Search Upgrades

by Ben Ubois

Search has been improved at every level, with new features, software, and hardware. Oh, and it’s about 10 times faster.

Features

There’s a nice new way to search within a feed or tag. When you start typing in the search field, Feedbin will suggest sources to search within. Choosing one of these sources will filter the search to only find results within your selection.

When you already have a feed or tag selected in the source column, the search field will be automatically scoped to the selected source.

There’s also a few new fields that you can use to find exactly what you’re looking for.

You’ve long been able to search by the published date, but this field has a new feature: relative dates.

For example, if you want to set up a saved search to see all your unread articles that were published in the last 24 hours, you could use the query: published:>now-1d is:unread. You can also search for a range. For example if you want all unread articles that were published yesterday, this is how: published:[now-2d TO now-1d] is:unread

Next up, link. Link can be used to search for the presence of links to specific domains. To find an article that links the the New York Times you could search for link:nytimes.com. Link is also fully subdomain aware so you could search for link:cooking.nytimes.com. This field supports the ability to search for multiple values, like link:(nytimes.com OR sfchronicle.com)

Feedbin has become omnivorous in terms of the types of content it ingests. To reflect this direction, search has gained the ability to filter by type. These are the types you can search for:

  • feed
  • newsletter
  • podcast
  • twitter
  • youtube

For the podcast and youtube types, there’s another new field: media_duration.

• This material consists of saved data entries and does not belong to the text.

PR #11596, opened 2026-03-26
[Fix][Explore Vis] Fix scope history is out of scope for in-context editor

Qxisylolo:
### Description
This pr fixes:
1. refactor useInitialSaveExplore and init logic
2. fix: Error restoring state from URL
3. fix the race condition between previous visData and visConfig
4. rename In context editor to visualization editor
5. after save a save explore and query is not displayed when reload page

## Changelog
- fix: scope history is out of scope for in-context editor

### Check List

- [ ] All tests pass
  - [ ] `yarn test:jest`
- [ ]

### DIFF
--- a/src/plugins/explore/public/application/in_context_vis_editor/component/save_vis_button.tsx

Say you’re as old as I am, and you never want to see a “short” in your YouTube subscriptions. You could create an Action that marks matches to this query as read:

type:youtube media_duration:<120

Check the Search Syntax help page for the full documentation.

Infrastructure

To power all of this, the search infrastructure was upgraded as well. Feedbin had been using an ancient version of elasticsearch. This was showing its age with poor performance and flaky reliability. Upgrading to elasticsearch 8 fixed the reliability, but the performance still wasn’t great. The 95th percentile response time for a search was hovering around 1.5 - 3 seconds.

To remedy this, a hardware upgrade was needed. These are the specs for the new search server configuration:

  • AMD Ryzen 5950x (16 3.4GHz cores)
  • 128GB RAM (DDR4-3200)
  • 4TB storage (PCIe 4 NVMe)
  • Mellanox 10Gb NIC

Feedbin’s application servers were upgraded to use Ryzen 5000 series CPUs back in 2021 and I’ve been happy with the performance. They’re clocked higher than most EPYC or Xeon parts and don’t come with the premium price tag or high power requirements. The 5950x comes with 16 cores and 32 threads, so it’s actually great for highly concurrent server configurations, as you’re not giving much up in terms of core count.

Once this new configuration was installed at Feedbin’s datacenter, search performance improved dramatically.

95th percentile response time for search queries on Feedbin

The response time is now consistently under 200 milliseconds.